━━━━━ DATA SECTION

Issue #118, opened 2023-02-26
[ENH] test functions using baked in datasets


TonyBagnall:
During what I thought would be a minor tweak refactoring the loading #109 I realised that a huge number of test functions load one of the baked in classification data sets, assume it is a dataframe and use it to test output structure. Obviously baked in problems are good for testing correctness, but I dont think it is a good idea to use them just to check, for example formatting of input/output. There are functions to generate random datasets, and it would be better to use them if the tests are not at all dependent on the values in the datset. I think basic_motion is loaded several hundred times during testing. This will carry a (probably small) overhead, and I think generally file loading/writing should be minimised in CI. I may be wrong and its no problem. If its not worth the effort I will just leave it as is. Appreciate thoughts on the issue.

Here is an incomplete list of test functions that use one of the TSC single problem loaders.

![image](https://user-images.githubusercontent.com/9594042/221425401-fac08c45-7e3b-4797-ac57-4d5cb71ca533.png)
![image](https://user-images.githubusercontent.com/9594042/221425624-2c2710f3-65d3-4247-9848-e2f80635926f.png)

TonyBagnall:
I dont think this is a problem any more, since we have purged nested_univ, seems very limited benefit to gain from large changes

Issue #116, opened 2023-02-26
[ENH] Benchmarking module


TonyBagnall:
**Is your feature request related to a problem? Please describe.**
The majority of the benchmarking module has sat there for two or three years with no one maintaining or developing it. The majority of the code is an object model of Task, Strategy, Orchestrator, Evaluator, Datasets, Results. I think we should just remove it all, and adopt a much simpler model for benchmarking that focussing on running experiments, storing results and comparing results to other benchmarks provided. In support

1. The code is not well documented, the doc strings are all one liners
2. The code is disconnected from the rest of the tool kit. Not a bad thing per se, but it indicates no one has used it much
3. There is a lot of testing that involves writing and reading, and these tests sometimes take a while

**Describe the solution you'd like**
I would like to strip out the whole Strategy model and replace it with simple functions, with code to reproduce forecasting, classification, regression and clustering, along the lines started here

https://github.com/sktime/sktime/issues/1123

one of the reasons Ive not got round to this is the weight of all this legacy code. 

**Describe alternatives you've considered**
If someone wants to adopt this module as it is, I'd be happy

patrickzib:
I have not been using it.

IMO: It might be worth to consider removing it and moving the new module to an own repository? This way the documentation could also be improved.

TonyBagnall:
I think I would like some benchmarking code here, not least because it will be a USP, we are quite good at benchmarking after all :) Ultimately, I would like something equivalent to our java MultipleEstimatorEvaluator module, but in a much more functional, interactive way. So given your own set of results, you can pull results of other classifiers off tsc.com, draw CDs, plot results, find different metrics etc. I would also like single problem evaluators to draw AUROC etc.  I think it could make good intern  projects. But I do not want to do it in this design

DBCerigo:
Hi, we (myself and pals) implemented a simple replacement benchmarking module in sktime in late 2022/early 2023. I think benchmarking "results collator" (as per https://github.com/sktime/sktime/issues/1123) would be an apt description of what we were attempting. You can see an example usage/tutorial usage notebook for it [here](https://github.com/datavaluepeople/sktime/blob/kotsu-benchmarking-v2/examples/04_benchmarking_v2.ipynb), and the code for it [here](https://github.com/sktime/sktime/pull/2977/files).

[...]

PR #355, opened 2023-04-29
[ENH] Change data loaders and writers to minimize use of "nested_univ" input type

TonyBagnall:
#### Reference Issues/PRs
#110 
Note this has introduced a bug in TSFreshExtractor described in #381. It will be easier to fix this once the rest is in.
 
Sorry its so big. 

This PR does quite a lot to change the way collections are loaded and written to file. It is a little over complex to maintain backward compatibility. I am a little nervous about this, because it turns out the problem loaders are called many hundreds of times (see #118). Some of this may have been done in a previous PR, but this characterises all of the changes to the datasets package

1) meta data is loaded from the header file, and there is an option to return it
2) data is always loaded into a list of 2D numpy, one for each instance. If data is equal length, this is converted to 3D numpy. Need to do list -> numpy in all cases because we do not store number of instances in header, but its not too inefficient
3) retains the ability to return nested_univ (DataFrame with each cell a series) for backward compatibility, but otherwise removes all general usage of nested_univ. 
4) Refactors data_io into data_loaders and data_writers (it was too big)
5) Removes a load_TSC_problems function, can put it back if anyone wants it (raise an issue, see #382 )
6) Removes a test in TSFresh that seemed pointless. Testing may need further tidying/improvement
7) Single problem loaders for PLAID and japanese vowels now return list of numpy
8) The option for return_X_y == False still returns nested_univ. This need fixing (see #383), but the benchmarking module makes a lot of use of this, so will wait to fix this until benchmarking is sorted out (see #116)
9) Added tests for the arff and tsv format (see #363)
10) Simplified the writers

there may be some other changes, and I'm sure there is much that can be improved, but this is a start. Note we are not supporting time stamped data with this (we never did, but there is a tag for timestamps). This would be a good thing to implement, but it is really a separate issue.


aeon/datasets/_data_generators.py
```diff
@@ -0,0 +1,137 @@
...
+    n_cases: int
+        Number of cases.
+    series_length: int
+        Length of the series.
+    n_channels: int
+        Number of dimensions.
+
+    Returns
+    -------
+    DataFrame
```
chrisholder, line 22: Maybe have a description on the DataFrame

aeon/datasets/_data_loaders.py
```diff
@@ -1,69 +1,308 @@
...
+def load_from_tsfile(
+    full_file_path_and_name,
+    replace_missing_vals_with="NaN",
+    return_meta_data=False,
+):
+    """Load time series .ts file into X and (optionally) y.
+
+    Parameters
+    ----------
+    full_file_path_and_name : string
```
chrisholder, line 173: Descriptions would be nice

aeon/datasets/_data_loaders.py
```diff
@@ -1,69 +1,308 @@
...
+        although we recommend numpy3d, because some transformers do not work with
+        numpy2d. If None will load 3D numpy or list of numpy
+        There other options, see datatypes.SCITYPE_REGISTER, but these
+        will not necessarily be supported longterm.
+    local_module: default = os.path.dirname(__file__),
+    local_dirname: default = "data"
+
+    Raises
+    ------
+    Raise ValueException if the requested return type is not supported
```
chrisholder, line 244: Raises
-------
ValueError
    if the requested return type is not supported

aeon/datasets/_data_writers.py
```diff
@@ -0,0 +1,609 @@
...
+    series_length: int, default=-1
+        Indicates the series length if they are of equal length.
+    missing_values: str, default="NaN"
+        Representation for missing values.
+    comment: str or None, default=None
+        Comment text to be inserted before the header in a block.
+    fold: str or None, default=None
+        Addon at the end of the filename, i.e. _TRAIN or _TEST.
+
+    Returns
```
chrisholder, line 166: Probably dont need this

aeon/datasets/_data_writers.py
```diff
@@ -0,0 +1,609 @@
...
+def _write_data_to_tsfile(
+    X,
+    path,
+    problem_name,
+    y=None,
+    missing_values="NaN",
+    comment=None,
+    suffix="",
+):
+    """
```
chrisholder, line 277: Should be on first line

aeon/datasets/_data_writers.py
```diff
@@ -0,0 +1,609 @@
...
+    y: list, ndarray or None, default=None
+        The class values for each case, optional.
+    missing_values: str, default="NaN"
+        Representation for missing values.
+    comment: str or None, default=None
+        Comment text to be inserted before the header in a block.
+    suffix: str or None, default=None
+        Addon at the end of the filename, i.e. _TRAIN or _TEST.
+
+    Returns
```
chrisholder, line 300: Again probably dont need this

aeon/datasets/_data_writers.py
```diff
@@ -0,0 +1,609 @@
...
+        The class values for each case, optional.
+    comment: str or None, default=None
+        Comment text to be inserted before the header in a block.
+    fold: str or None, default=None
+        Addon at the end of the filename, i.e. _TRAIN or _TEST.
+    fit_transform: bool, default=True
+        Whether to fit the transformer prior to calling transform.
+
+    Returns
+    -------
```
chrisholder, line 513: Again

chrisholder (dismissed):

setup.cfg
```diff
@@ -12,14 +12,6 @@ addopts =
     --ignore examples
     --ignore docs
     --doctest-modules
-    --durations 10
```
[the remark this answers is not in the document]
TonyBagnall: sigh, always!

aeon/datasets/_data_writers.py
TonyBagnall: I'll leave them I think

chrisholder (approved):

Issue #321, opened 2023-04-22
[ENH] add the model checkpoint for deep learning classifiers


hadifawaz1999:
This was removed when getting in inceptionTime at first because of fails in the tests. The idea behind this fail i think was because of writing to file (saving the model in hdf5 format). To see if this can be go back in because it is essential to deep learners.

hadifawaz1999:
- [ ] InceptionTime
- [ ] CNN
- [ ] Encoder
- [ ] FCN
- [ ] ResNet
- [ ] MLP

PR #362, opened 2023-05-01
[ENH] add model checkpoint to inceptionTime deep classifier

hadifawaz1999:
Part of #321 
to see if it works fine, if yes than I should add the removal of the file saved.
Even if the tests get checked, this should get in before the addition of the removal of the saved model using `os.remove`


hadifawaz1999:
This should be ready now to get in.

TonyBagnall (dismissed):

TonyBagnall:
Have you removed it from excluded list?

hadifawaz1999:
@TonyBagnall which test do we exclude, the `test_save_estimators_to_file` only or the `test_persistence_via_pickle` as well ?

MatthewMiddlehurst (approved):
We should probably `import time` at the top of the file but I'm not gonna make this rerun CI for that.

hadifawaz1999:
Yeah @MatthewMiddlehurst i can keep it in mind for the next PR that includes deep learning models

PR #365, opened 2023-05-02
[MNT] Unstable extras

### LINKED ISSUE #289: [MNT] Include optional dependency group for unstable dependencies.
We have some dependencies not included in `all_extras` for whatever reason. I.e. `pycatch22` which fails to install on some setups.

We should at least track these, my current idea is an `unstable_extras` dependency group.

MatthewMiddlehurst:
Includes a dependencies groups for imports which exist in the package, but cause issues when included in `all_extras` currently.

Resolves #289

### DIFF
--- a/pyproject.toml
+++ b/pyproject.toml
@@ -66,7 +66,6 @@ all_extras = [
     "pyod>=0.8.0",
     "scikit_posthocs>=0.6.5",
     "seaborn>=0.11.0",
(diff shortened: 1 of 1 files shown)


TonyBagnall:
I like the title of this PR :) thats all I have ....

chrisholder (approved):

━━━━━━━━━━

» **WHAT TO PRODUCE**: Return word for word the line with "This should be ready now to get in." and every line after it through the end of the records above.

» **EXERCISE OUTPUT**:
This should be ready now to get in.

TonyBagnall (dismissed):

TonyBagnall:
Have you removed it from excluded list?

hadifawaz1999:
@TonyBagnall which test do we exclude, the `test_save_estimators_to_file` only or the `test_persistence_via_pickle` as well ?

MatthewMiddlehurst (approved):
We should probably `import time` at the top of the file but I'm not gonna make this rerun CI for that.

hadifawaz1999:
Yeah @MatthewMiddlehurst i can keep it in mind for the next PR that includes deep learning models

PR #365, opened 2023-05-02
[MNT] Unstable extras

### LINKED ISSUE #289: [MNT] Include optional dependency group for unstable dependencies.
We have some dependencies not included in `all_extras` for whatever reason. I.e. `pycatch22` which fails to install on some setups.

We should at least track these, my current idea is an `unstable_extras` dependency group.

MatthewMiddlehurst:
Includes a dependencies groups for imports which exist in the package, but cause issues when included in `all_extras` currently.

Resolves #289

### DIFF
--- a/pyproject.toml
+++ b/pyproject.toml
@@ -66,7 +66,6 @@ all_extras = [
     "pyod>=0.8.0",
     "scikit_posthocs>=0.6.5",
     "seaborn>=0.11.0",
(diff shortened: 1 of 1 files shown)


TonyBagnall:
I like the title of this PR :) thats all I have ....

chrisholder (approved):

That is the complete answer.